PR #487, opened 2016-11-21
aruha-400 validate schema evolution

rcillo:
This PR contains the actual validation of what should be allowed when evolving a json-schema.


src/main/java/org/zalando/nakadi/validation/schema/PartitionKeyFieldsConstraint.java
```diff
@@ -0,0 +1,17 @@
+package org.zalando.nakadi.validation.schema;
+
+import org.zalando.nakadi.domain.EventType;
+import org.zalando.nakadi.domain.EventTypeBase;
+
+import java.util.Optional;
+
+public class PartitionKeyFieldsConstraint implements SchemaEvolutionConstraint {
```
rcillo: @v-stepanov I wasn't sure about the classification of this constraint. One could say that it's about the event type not about the schema, but it references schema properties, so I considered it to be a schema constraint.

The reason why it's not allowed to be changed is to not break order guarantees.

src/main/java/org/zalando/nakadi/validation/schema/PartitionStrategyConstraint.java
```diff
@@ -0,0 +1,17 @@
+package org.zalando.nakadi.validation.schema;
+
+import org.zalando.nakadi.domain.EventType;
+import org.zalando.nakadi.domain.EventTypeBase;
+
+import java.util.Optional;
+
+public class PartitionStrategyConstraint implements SchemaEvolutionConstraint {
```
rcillo: All these constraints are related to event type properties related to the schema. I couldn't think about a better name. Related to the this comment as well https://github.com/zalando/nakadi/pull/487#discussion_r89524324

v-stepanov:
👍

ASSIGNED TASK:
Could you copy each line above word for word?

EXERCISE ANSWER:
PR #487, opened 2016-11-21
aruha-400 validate schema evolution

rcillo:
This PR contains the actual validation of what should be allowed when evolving a json-schema.


src/main/java/org/zalando/nakadi/validation/schema/PartitionKeyFieldsConstraint.java
```diff
@@ -0,0 +1,17 @@
+package org.zalando.nakadi.validation.schema;
+
+import org.zalando.nakadi.domain.EventType;
+import org.zalando.nakadi.domain.EventTypeBase;
+
+import java.util.Optional;
+
+public class PartitionKeyFieldsConstraint implements SchemaEvolutionConstraint {
```
rcillo: @v-stepanov I wasn't sure about the classification of this constraint. One could say that it's about the event type not about the schema, but it references schema properties, so I considered it to be a schema constraint.

The reason why it's not allowed to be changed is to not break order guarantees.

src/main/java/org/zalando/nakadi/validation/schema/PartitionStrategyConstraint.java
```diff
@@ -0,0 +1,17 @@
+package org.zalando.nakadi.validation.schema;
+
+import org.zalando.nakadi.domain.EventType;
+import org.zalando.nakadi.domain.EventTypeBase;
+
+import java.util.Optional;
+
+public class PartitionStrategyConstraint implements SchemaEvolutionConstraint {
```
rcillo: All these constraints are related to event type properties related to the schema. I couldn't think about a better name. Related to the this comment as well https://github.com/zalando/nakadi/pull/487#discussion_r89524324

v-stepanov:
👍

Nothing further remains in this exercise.